La centralisation administrative et le développement d'une économie unifiée "heurtaient les réflexes identitaires de ces peuples et, en même temps, cela favorisait la croissance du sentiment national, les modérés réclamant l’autonomie, les plus radicaux une complète indépendance. Le régime tsariste ne pouvait tolérer cette agitation et, par réaction, il se livrait partout à une russification à outrance, tout en exaltant les vertus de la Moscovie du XVIIe siècle, comme lors des festivités du tricentenaire de la dynastie des Romanov, en 1913. La minorité juive, assignée à résidence sur les territoires de l’Ouest et privée de certains droits civiques, constituait un cas à part. Forte de cinq millions de personnes, elle connaissait une activité culturelle intense, mais elle était victime de poussées de violence antisémite, les pogroms, qui trouvaient leur origine dans le ressentiment de strates déclassées russo-ukrainiennes, ainsi que dans le laisser faire complaisant de l’administration impériale." (Nivière, op. cité).
A tout cela s'ajoute le désaveu de toute la population, riches ou pauvres, des derniers rejetons de la famille Romanov :
"Les gestes maladroits de Nicolas II, ses visions antimodernistes et le comportement compromettant des membres de sa famille, notamment les relations étranges de la tsarine avec Grigori Raspoutine, ont soulevé l’indignation des Russes, y compris de la noblesse et même de l’aristocratie de cour. Si l’ordre patriarcal régnait encore, l’idéal moderniste de réalisation de soi dans l’amour et dans le travail minait le fondement du traditionalisme. Les piliers de la morale nobiliaire – la religion, la lignée, la famille, le service de l’État – s’opposaient à l’individualisme de l’époque industrielle." (de Saint-Martin et Tchouikina, 2008).
On le voit bien ici, comme dans les autres réformes libérales qui ont ouvert la voie au capitalisme, la tromperie manifeste des élites, qui, en promouvant la liberté individuelle, ont bien fait attention de développer des systèmes politiques et économiques qui continuaient, comme par le passé, de favoriser les intérêt des plus riches : c'est un des traits les plus importants du libéralisme, nous l'avons vu, que d'avoir su promouvoir, développer les libertés individuelles, tout en organisant un nouveau système inégalitaire bien plus habile, de plus en plus subtil et pernicieux au cours du temps. Ce qui n'est pas vraiment le cas à cette époque. Une relative liberté était advenue, avec des droits de vote, des libertés d'expression, mais tout cela s'accompagnait d'une répression féroce. Non seulement Stolypine, après la révolution de 1905, s'arrangera pour donner plus de poids aux votes des nobles et des riches au détriment de l'électorat paysan, mais il poursuivra une longue tradition de brutalité, en maltraitant les paysans, en instaurant des tribunaux militaire d'exception, pour une justice expéditive, sans avocat, en faisant fouetter les mécontents, en exécutant plusieurs milliers de "suspects" ou de "révolutionnaires" et en envoyant d'autres croupir dans des geôles sibériennes. La répression de la révolution sera si sévère que la corde du gibet sera surnommée "la cravate de Stolypine" (Marie, 1997).
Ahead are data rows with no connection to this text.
PR #10, opened 2017-01-13
Mod fix

jfear:
Added a fix for the mod(mdg4) problem I was having. The question is should we add the fix this far upstream or if it would be better to keep the trans splice events and do the filtering some where else.


jfear:
I added this to the battle testing branch.

PR #11, opened 2017-02-08
Battle test

jfear:
I have changed a few things and have the tests working. Going to poke around and a little and see if there is anything else we want to add. I have been running everything locally, will generate references on biowulf too.

`protected` works, but only changes permissions for files, folders are still writable which could be problematic.

May want to add a rule that does:
* Takes all files
* Calls dirname
* runs chmod 555 on the folders

Or we could just make a rule that runs:

`find /data/LCDB/lcdb-references -type d -exec chmod 555 {} \;`
Then touch some done file.

### DIFF
--- a/postprocess/phix.py
+++ b/postprocess/phix.py
@@ -1,0 +1,9 @@
+from snakemake.shell import shell
+
+def fasta_postprocess(origfn, newfn):
+    shell(
+          "tar -xf {origfn} "
+          "&& cat PhiX/Illumina/RTA/Sequence/WholeGenomeFasta/genome.fa | "
+          "fold -w 80 | "
+          "gzip -c > {newfn} "
+          "&& rm {origfn}")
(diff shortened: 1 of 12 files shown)


postprocess/phix.py
```diff
@@ -0,0 +1,9 @@
+from snakemake.shell import shell
+
+def fasta_postprocess(origfn, newfn):
+    shell(
+          "tar -xf {origfn} "
+          "&& cat PhiX/Illumina/RTA/Sequence/WholeGenomeFasta/genome.fa | "
+          "fold -w 80 | "
```
daler: never knew about `fold`, nice!

daler:
phew!

postprocess/phix.py
jfear: I am sure I have forgotten more bash tools then I remember

PR #14, opened 2017-02-16
bootstrap script

daler:
This provides a way of cloning the repo into a new analysis directory.

The idea is that there's a whitelist (`manifest.txt`) of files in the repo that should be copied, anything not on the list is skipped.

```bash
git clone . tmpdir
cd tmpdir
git remote add upstream git@github.com:lcdb/lcdb-wf.git
git checkout -b newbranch
git rm $files-to-remove  # see below
git commit -m 'deleted stuff'
rsync tmpdir/ destdir/
```
Which files to delete from the temporary cloned repo: anything NOT matched by globs in `manifest.txt`, and  anything  that already exists in the destination dir.

### DIFF
--- a/bootstrap.py
+++ b/bootstrap.py
@@ -1,3 +1,4 @@
+#!/usr/bin/env python
 import os
 import sys
 import argparse
--- a/bootstrap.py
+++ b/bootstrap.py
@@ -1,0 +1,107 @@
+import os
+import sys
+import argparse
+import tempfile
+from snakemake.shell import shell
+import glob
+
+usage = """
+Clones the repo into a new directory ready for a new analysis.
+
+Specifically:
+
+    - clone current repo to a temp dir
+    - check out a new branch in the tmp repo
+    - git rm everything that isn't listed on manifest.txt and commit on the new branch
+    - add the github repo as "upstream" remote
+    - copy the directory over, but warn about conflicts
+"""
+BLUE = '\033[94m'
+GREEN = '\033[92m'
+YELLOW = '\033[93m'
+RED = '\033[91m'
+END = '\033[0m'
+
+ap = argparse.ArgumentParser()
+ap.add_argument('dest', help='Target directory. Will be created if needed')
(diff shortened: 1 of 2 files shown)


jfear:
Awesome, I was actually thinking about how to do this the other day!!

daler:
I'd like to eventually do a

```bash
curl https://raw.githubusercontent.com/lcdb/lcdb-wf/master/bootstrap.py | python
```

jfear:
Sorry, just trying to think things through. Can you describe your standard workflow/file tree to give me a better picture?

Each of my projects is a git repository. The question I am struggling with is how this fits in. I came up with the following:

1) bootstrap to a subfolder of my project repository
2) bootstrap to start a project folder

I am wondering how much communication you usually do with `upstream`. 

For (1), submodules would not really work because you end up removing `origin` and pointing to `upstream`. Here I think a subtree could work, but this makes pushing `upstream` challenging. 

For (2) you can just add a new `origin`, but would get complicated if you need to make new branches.  

Another option would be to use the github importer, but this would also break `upstream`. 

Perhaps I am missing something simple.

daler:
hah, I was just writing these points in the readme! Though it's a bit complicated to explain.

When bootstrapping to an analysis directory *it's expected to not be a git repo yet*. In fact the script exits if it detects a `.git` dir in the destination.

I don't do much communicating with upstream (github), but a lot with origin (that is, wherever the cloned-from-github repo is living in my home directory). If I make a change in the analysis directory I want to be propagated back to origin, I actually use `meld analysis_dir origin_dir` to do the line-by-line changes to origin by hand. Then back in `origin` I make the commits and push to *its* origin, which is github.

Now all analysis directories that were cloned from the same origin can get the new changes. In practice I use `git merge master --no-ff --no-commit` in the analysis dir and then pick-and-choose which commits I want with `git cola`.

There's probably an easier or more straightforward way of doing this. The overall goal is that fixes and improvements in one analysis dir can be propagated out to all other analysis dirs.

PR #19, opened 2017-03-27
reorganization of tests

daler:
WIP . . . I'll update this when things stabilize.

**Update:**

This is an omnibus PR with substantial changes to the test framework. It includes the following changes:

- adds parallel testing support via `pytest-xdist`. Run pytest with `-n 6` to run in parallel with 6 cores.
- uses new data from `lcdb-test-data`'s `add-chipseq` branch for all wrapper tests
- pytest fixture reorganization. See `wrappers/README.md` for details. Basically fixtures are pulled out of `conftest.py` and put in the respective `test_<wrapper name>.py` file.
- most wrapper tests now use the "tiny" fastq and bam files for faster testing, relying on the full rnaseq.snakefile run as an integration test
- uses buildkite for testing in parallel on local infrastructure. This is currently in a 14-day trial period, so we may have to disable later.
- wrapper tests now default to NOT using `--use-conda`, and a "global" env is used for most tests. For cases like rseqc that use an incompatible environment, we can still use `use_conda=True` in the `run()` call.

I was running into a lot of issues with buildkite with parallel tests. There was something funky with conda not finding symlinks, and I played around a lot with installing miniconda or building fresh environments or not. Finally, using a "global" environment combined with 6-way parallelized tests gets the wrapper tests down from ~20 mins to ~4 mins, and with a final setup + wrapper tests + rnaseq snakefile time of under 10 mins.

### DIFF
--- a/.buildkite/pipeline.yml
+++ b/.buildkite/pipeline.yml
@@ -6,7 +6,7 @@ steps:
       - setup.log
   -
     label: wrappers
-    command: source $HOME/anaconda/bin/activate lcdb-wf-test && pytest wrappers/test -v
+    command: source $HOME/anaconda/bin/activate lcdb-wf-test && pytest wrappers/test -v -n6
   -
     label: rnaseq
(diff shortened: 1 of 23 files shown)


daler:
Phew. Working now.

"Appelé par la volonté lamentable et capricieuse du chef de l'Etat, lui-même au centre d'innombrables intrigues, au poste de ministre de l'Intérieur, puis nommé Premier ministre, Stolypine a montré l'assurance propre à l'ignorant qui n'a pas même une vague idée des lois du développement historique, et pratiqué la « Realpolitik » cynique du bureaucrate qui, quelques jours auparavant, faisait encore déshabiller et fouetter devant lui les paysans dans l'intérêt de l'ordre social."
Léon Trotsky, Die Duma und die Revolution (La Douma et la révolution), article de la revue Die Neue Zeit, 1906-1907, n°38.
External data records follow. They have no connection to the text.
PR #26, opened 2017-04-11
Deeptools bamCoverage

jfear:
Creates a basic wrapper for deeptools bamCoverage.

### DIFF
--- a/wrappers/wrappers/deeptools/bamCoverage/wrapper.py
+++ b/wrappers/wrappers/deeptools/bamCoverage/wrapper.py
@@ -1,6 +1,5 @@
 import os
 from snakemake.shell import shell
-from lcdblib.snakemake import aligners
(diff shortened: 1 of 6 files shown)


wrappers/wrappers/deeptools/bamCoverage/wrapper.py
```diff
@@ -0,0 +1,29 @@
+import os
+from snakemake.shell import shell
+from lcdblib.snakemake import aligners
```
daler: don't think we need this; lcdblib's not in the environment.yaml. (I guess we miss stuff like this during testing when not testing wrappers with --use-conda)

jfear: good catch, that is what I get for copying and pasting.

PR #32, opened 2017-05-12
Add merge

jfear:
Adds a merge function which takes a list of URL's and a list of post-processing functions. Then runs and merges everything.


config/test_config.yaml
```diff
@@ -98,6 +98,34 @@ references:
         indexes:
           - 'hisat2'
           - 'bowtie2'
+
+    ercc:
```
daler: How about something like `r6-11_and_ercc`? Otherwise can't differentiate between other releases.

jfear: good point

PR #35, opened 2017-06-05
Adds another option for atropos PE.

jfear:
I need to be able to dynamically determine if a sample is SE or PE and
then run atropos accordingly.

Problems:
* You cannot use functions as outputs because you need the patterns
* Dynamic outputs gave me problems on large DAGs

I ended up allowing another attribute to be added to `params.R2`,
because params can take functions. Now the wrapper checks for
`snakemake.params.R2` before deciding that `out_R2` should be none. Then
I needed to add a PHONY rule to point to the atropos rule so that if R2
is needed it can be generated. Note with the PHONY rule you need to make the output the final read 2 FASTQ, while in the atropos rule you would need to set read 2 to some temp filename for things to work correctly.

```python
def _input_func_atropos(wildcards):
    """Determine if the sample is PE or SE"""
    flags = some function to pull in se or pe info
    if 'PE' in flags:
        return {'R1': expand(fastqs['r1'], **wildcards)[0], 'R2': expand(fastqs['r2'], **wildcards)[0]}
    else:
        return {'R1': expand(fastqs['r1'], **wildcards)[0]}

def _params_r2_atropos(wildcards):
    """function to make temp R2 if pe."""
    flags = some function to pull in se or pe info
    if 'PE' in flags:
        return expand(patterns['atropos']['r2'], **wildcards)[0] + '.tmp.gz'
    else:
        return None

rule atropos:
    input: unpack(_input_func_atropos)
    output: R1=temp(patterns['atropos']['r1'])
    params: R2=_params_r2_atropos
    threads: 8
    wrapper: wrapper_for('atropos')

rule atropos_phony:
    input: rules.atropos.output
    output: temp(patterns['atropos']['r2'])
    shell: """
    mv {output[0]}.tmp.gz {output[0]}
    """
```

This is kind of a specific case, but maybe it will be generally useful. Using the `dynamic` support in snakemake would be a better solution, but it was taking hours to build the DAG and does not seem to be super stable.


daler:
Fancy! This could come in handy for aligners, prob bwa and star.

Could you alternatively have two rules, one for PE and one for SE, and only include the R2's trimmed fastq in the targets?

PR #36, opened 2017-06-07
channel priority

daler:
We're in the process of fixing a ton of bioconductor and R packages in bioconda. In the meantime, to get tests to pass I'm playing around with channel priorities and may need to pin some versions.


daler:
Good, looks like it was a channel priority. bioconda is moving towards removing the `r` channel, so we'll have to update this again at some point.

PR #38, opened 2017-06-13
refactor into common.py

daler:
An attempt to clean up individual snakefiles' boilerplate by having them import stuff from `lib.common` for setting up the shell, getting sampletables, and reference dirs.

Also improves docstrings.

**edit Jun 21 2017:** turns out bumping version was a huge pain. See https://github.com/lcdb/lcdblib/pull/41 for some details. I also figured out here that we need to pin R in order to avoid a readline error, and that the dupRadar package doesn't specify that it requires KernSmooth which used to be a built-in package but is no longer in the most recent R.

### DIFF
--- a/.travis.yml
+++ b/.travis.yml
@@ -5,7 +5,7 @@ before_script:
   - export JAVA_HOME=
   - export TMPDIR=/tmp
 script:
-  - travis_wait ci/travis-run.sh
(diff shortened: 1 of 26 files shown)


daler:
Phew. The month-long slog-of-a-PR finally passed . . . .

PR #43, opened 2017-08-18
[WIP] chipseq workflow

daler:
This PR adds a chipseq snakefile. It needed some example data over in `lcdb-test-data`, which is now downloaded with the `ci/get-data.py` script as part of the test setup.

Some points of interest:

- the spp wrapper got surprisingly complicated due to having to fix some problems in spp itself but without patching the source. Since spp is R, and is not really CLI driven, I've exposed a bunch of settings to be controlled by `params:` in the rule. This is accomplished by building a template R script (with some parts being added conditionally) and then filling in the placeholders at the end.

- I usually want to do a peak-calling run using pooled replicates to increase coverage, and use that for downstream analysis. macs2 supports multiple replicates (it pools them internally) but spp does not. The spp wrapper supports multiple bams by merging and re-removing duplicates, sending the result as a single bam to spp.

- there's a new `chipseq: peak_calling:` section of the config to control which samples should be combined together and where per-run settings can be configured. This is way easier to reason about and edit than trying to jam all that info into a sampletable. We might be able to do something like this for RNA-seq (selecting which samples should be run through which models, etc). Not sure yet.

- the chipseq sampletable includes a `label` column to indicate grouping for technical replicates. I don't really like the name of this column, but the functionality works just fine.

TODO:

- [x] deeptools plotFingerprint
- [x] bigwigs for pooled? bigwigs for peak-caller-specific signal output?
~~track hub~~ #47
~~ChIPQC stuff from Jake (Hussain is working on this)~~ #48


daler:
@jfear adding ghostscript as a dep seems to have solved the testing issue

PR #44, opened 2017-08-23
Increment FlyBase to r6.16

jfear:
This PR increments to the latest FlyBase version (r6.16). It also modifies method names for the post-processing steps that appear to have changed.


daler:
Thanks!

jfear:
Strange, none of the conversion tables are being created in the GTF folder.

jfear:
Guess I need to add the annotation hub info from the test config.

PR #45, opened 2017-08-23
Add annotation hub

jfear:
Realized that I needed to add the annotation hub, gene list, and gffutils specific config to the `config.yaml`.


jfear:
Do you think I should go ahead and add these settings to r6-11 too?

daler:
Sure!

jfear:
Maybe it is not just a simple time out issue. Looks like there are some problems rendering the knitr report. I wonder if adding the r-annotationhub is updating another dependency that is breaking knitr. I will test locally and see if I can pin point the issue.

PR #50, opened 2017-08-31
add rnaseq trackhub and config

daler:
(I just mistakenly pushed this directly to master; I then reverted and then changed the repo settings so that master branch is protected)

This will build an RNA-seq track hub of bigwigs, with configuration for coloring, sorting, and organization on the hub config page.

Not sure where it should live yet. `downstream` maybe? This should also work with the chipseq workflow with minor modifications, so maybe it should be generalized to support different kinds of trackhubs? There are also some functions in here that could either be put in [trackhub proper](https://github.com/daler/trackhub) or could be part of a trackhub helpers module.

Edit: oh, and it needs tests too.

### DIFF
--- a/config/hub_config.yml
+++ b/config/hub_config.yml
@@ -1,0 +1,38 @@
+hub:
+  name: 'example-rnaseq'
+  short_label: 'example-rnaseq'
+  long_label: 'example-rnaseq'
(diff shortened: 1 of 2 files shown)


daler:
replaced by #64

Trotsky: La Douma et la révolution (marxists.org)
Démonstration du 1er mai à l'usine Putilov
Boris Mikhaïlovitch Kustodiev (Koustodiev, 1878-1927)
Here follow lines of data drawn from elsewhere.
PR #51, opened 2017-09-01
Downloads the precomputed FlyBase annotations that map symbol, fbgn, and old annotations.

jfear:
I wanted to download the precomputed file for mapping old FBgns and symbols to current

### DIFF
--- a/config/config.yml
+++ b/config/config.yml
@@ -89,9 +89,9 @@ references:
               ahkey: 'AH49581'
               keytype: 'ENSEMBL'
 
-      precompute:
+      fb_annotation:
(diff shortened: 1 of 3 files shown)


daler:
Currently the `fb_annotation` is sort of a top-level key at the same level as `gtf` and `fasta`. I think I'd rather have a `annotation` top-level key that configures the creation of various TSV lookup tables. The existing AnnotationDbi stuff can then be just one way of getting the annotations and these synonyms and annotations can be other ways.

jfear:
I agree, that sounds better. Trying to think the best way to do this. Maybe we can chat about the implementation.

PR #66, opened 2017-10-25
add orig_filename to sampletables

daler:
It's currently undocumented (unless you read the snakefiles) that you can provide an `orig_filename` column to the sampletables and have them automatically symlinked over to sample directories. Super useful for mapping annoying core filenames over to something more meaningful. This PR modifies the example data download to use a different directory structure, and uses the `orig_filename` column in the sampletables to map the files in the new structure over to where they're expected. That way 1) the functionality is more discoverable and 2) it's actually tested now.


jfear:
Awesome. That is super useful and I completely forgot that the functionality was there.

PR #68, opened 2017-11-17
Module-ize patterns and targets

daler:
@jfear this is what we were talking about yesterday . . .

I moved `patterns` and `targets` generation to `lib/patterns_targets.py`; all snakefiles now use that. Patterns are defined in yaml files in `lib/`. So they can be edited, but that's assumed to not be a common use-case. Individual snakefiles now import and create an instance of the respective `ChIPSeqConfig` or `RNASeqConfig` object as `c`, and within the snakefiles I added `c.*` to all references to previously global vars (e.g., `s/patterns/c.patterns/`). Hopefully this also makes it more obvious where the patterns and targets are coming from.

Reorganization: all workflows are moved to their own `workflows/` subdirectory so they can run simultaneously and have independent configs.

Next up will be a `figures.snakefile` that imports the new patterns/targets config objects so that the filenames are easy to get to when accessing subworkflows.

If you would please take a look at this and make any changes/suggestions before things get too crazy, that would help a lot.


daler:
@jfear I just added `figures.snakefile` and it's working with subworkflows to chipseq and rnaseq and reading in the respective config files from those other workflows.

daler:
Thanks, and this was just this morning's work :) 

Renaming to Snakefile is probably a good idea. And I was already thinking about the custom patterns yaml, so I'll add that.

Would you mind taking a stab at the `SeqConfig` inheritance?

daler:
Oh, and yes planning on moving 4C to this same framework, but there are all sorts of problems with the 4C algorithm we're using such that this will be shelved for a while. For now, just assume rnaseq and chipseq.

daler:
(never mind, i added the inheritance here in this next round of commits)

daler:
@jfear when you get a chance can you review again please?

jfear:
Looking now.

lib/patterns_targets.py
```diff
@@ -19,81 +56,129 @@ def update_recursive(d, u):
...
         SeqConfig.__init__(self, config, patterns)
-
-        self.sample_dir = self.configdict.get('sample_dir', 'samples')
-        self.agg_dir = self.configdict.get('aggregation_dir', 'aggregation')
-
-        self.fill = dict(sample=self.samples, sample_dir=self.sample_dir, agg_dir=self.agg_dir)
+        self.sample_dir = self.config.get('sample_dir', 'samples')
+        self.agg_dir = self.config.get('aggregation_dir', 'aggregation')
+        self.fill = dict(sample=self.samples, sample_dir=self.sample_dir,
+                         agg_dir=self.agg_dir)
```
jfear: Would it be better to use the sample table to fill instead of a fill dict? 

While the fill dict is more explicit, using the sample table is more flexible. We could add arbitrary fill patterns to the YAML and fill them with arbitrary values in the sample table.

jfear: Or I guess if we want custom fills, we could just subclass and make modifications we would need.

include/WRAPPER_SLURM
```diff
@@ -30,10 +20,9 @@ if [[ ! -e logs ]]; then mkdir -p logs; fi
     --verbose \
     --cluster 'sbatch {cluster.prefix} --cpus-per-task={threads}  --output=logs/{rule}.o.%j --error=logs/{rule}.e.%j' \
     --use-conda \
-    --configfile config/config.yml \
+    --configfile config/config.yaml \
```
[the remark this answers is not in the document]
daler: Same here, and I go back and forth. I guess in the absence of better criteria, `yaml` is more explicit than `yml`.

lib/patterns_targets.py
```diff
@@ -19,81 +56,129 @@ def update_recursive(d, u):
...
             self.path = config
 
-        configdict, pth = common.resolve_config(config)
-        self.configdict = configdict
+        self.config = common.resolve_config(config)
 
-        common.get_references_dir(config)
+        # Read the config file and extract all sort of useful bits. This mostly
+        # uses the `common` module to handle the details.
+        config['references_dir'] = common.get_references_dir(config)
```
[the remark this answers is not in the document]
daler: Thanks. [Previously](https://github.com/lcdb/lcdb-wf/pull/68/files/30a011b4599a957b7291ff5cab9a8f6857b29ac2..6f588ca1c3f4dff50155ab8214f34f4d3b327eb6#diff-062cede901db6c97c3ac1bf03a3865b5L403) the function had the side-effect of adding to the passed dict. Actually not sure why this passed . . .

lib/patterns_targets.py
daler: For that to happen we'd have to attach `sample_dir` and `agg_dir` as columns to the sampletable, right?

daler:
After using this a bit on an actual analysis, I added another example to the figures snakefile to demonstrate how to grab a reference and using a downstream script.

Papier cartonné, pastel et graphite
36 x 52 cm
1906
Moscou, Musée central d'Etat d'histoire contemporaine de Russie
Lénine ( II ) : « les voies du parti »
La lune de miel entre bolcheviks et mencheviks se poursuivit quelques mois. Du 23 avril au 8 mai 1906 eut lieu un congrès "d'unification" où figuraient aussi le Bund juif, les Social-démocrates polonais dirigés par Rosa Luxembourg, ainsi que les Social-démocrates Lettons. Pendant ce temps, se tient la première Douma, boycottée par l'ensemble des socialistes, à l'exception de quelques uns qui se désolidarisent du mouvement et agissent individuellement pour se faire élire. Devant le fait accompli, Lénine réagit en tacticien et met de côté son intransigeance révolutionnaire : "Nous saluons la victoire de nos camarades caucasiens… Nos lecteurs savent que nous étions pour le boycottage de la Douma… Mais il va de soi que maintenant, si c’est réellement par les voies du parti que sont entrés à la Douma des social-démocrates représentant réellement le parti, nous tous, à titre de membres du même parti, nous les aiderons dans la mesure de nos forces à remplir leur difficile tâche." (Lénine, Œuvres en 47 volumes publiées des années 1950 à 1960, t. X, p. 445-446, Paris, Editions sociales, Moscou, 4e édition). Lénine (suivi par Grigori Zinoviev, 1883-1936, lui aussi au comité central du parti) surprend (et indigne à juste titre) la plupart des bolcheviks en s'associant aux mencheviks dans la décision de renoncer au boycott de la 2e Douma. En juin 1906, il justifie ainsi sa position : "Mais le boycottage entraîne-t-il obligatoirement le refus de former à la Douma notre propre fraction du parti ? Nullement. Les boycotteurs qui le pensent (…) se trompent. Nous devions tout faire — et nous avons tout fait – pour empêcher la convocation d’une représentation d’hommes de paille. C’est un fait. Mais puisque, malgré tous nos efforts, la représentation a été convoquée, nous ne pouvons pas refuser de l’utiliser." (Lénine, Œuvres, op. cité, t.XI, p. 77). Quelques mois après, le 12 août, il détaille sa tactique :
"Les social-démocrates de l’aile gauche doivent réviser la question du boycottage de la Douma. Il convient de se rappeler que nous avons toujours posé cette question dans la réalité concrète, par rapport à une situation politique déterminée.
(...)
Le temps est (…) venu, pour les social-démocrates révolutionnaires, de cesser le boycottage. Nous ne refuserons pas d’entrer dans la seconde Douma, lorsqu’elle sera (ou « si » elle est) convoquée. Nous ne refuserons pas d’utiliser cette arène de combat, sans toutefois nous en exagérer la portée modeste, mais en la subordonnant entièrement, au contraire, comme nous l’a enseigné l’histoire, à une autre forme de lutte, la grève, l’insurrection, etc."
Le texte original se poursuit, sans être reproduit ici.